- _Source material_:

_ _ _ _ _ _ _

PR #6346, opened 2025-10-04
chore: Remove more deprecated APIs in V9

noahsmartin:
Removes more code that is not included in V9

#skip-changelog

### DIFF
--- a/Sources/Sentry/Public/SentryScope.h
+++ b/Sources/Sentry/Public/SentryScope.h
@@ -165,18 +165,6 @@ NS_SWIFT_NAME(Scope)
  */
 - (void)clear;
 
-#if !SDK_V9
-/**
- * Mutates the current transaction atomically.
- * @param callback the SentrySpanCallback.
- */
-- (void)useSpan:(SentrySpanCallback)callback
-    DEPRECATED_MSG_ATTRIBUTE(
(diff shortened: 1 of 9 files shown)


Sources/Sentry/Public/SentryScope.h
```diff
@@ -165,18 +165,6 @@ NS_SWIFT_NAME(Scope)
...
-#if !SDK_V9
-/**
- * Mutates the current transaction atomically.
- * @param callback the SentrySpanCallback.
- */
-- (void)useSpan:(SentrySpanCallback)callback
-    DEPRECATED_MSG_ATTRIBUTE(
-        "This method was used to create an atomic block that could be used to mutate the current "
-        "span. It is not atomic anymore and due to issues with memory safety in `NSBlock` it is "
-        "now considered unsafe and deprecated. Use `span` instead.");
```
philprime, line 177: `h`: We should add the note to a migration guide, either `MIGRATION.md` or a page in sentry-docs

noahsmartin: Yep as discussed in the other PR we can accumulate the diffs in changelog and then make a PR in the docs repo to add more detailed explanations in the migration guide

_ _ _ _ _ _ _

- _What you should do_: What belongs in the answer is each line of the listing that contains the word "noahsmartin".

- _Solution to this exercise_:
noahsmartin:
noahsmartin: Yep as discussed in the other PR we can accumulate the diffs in changelog and then make a PR in the docs repo to add more detailed explanations in the migration guide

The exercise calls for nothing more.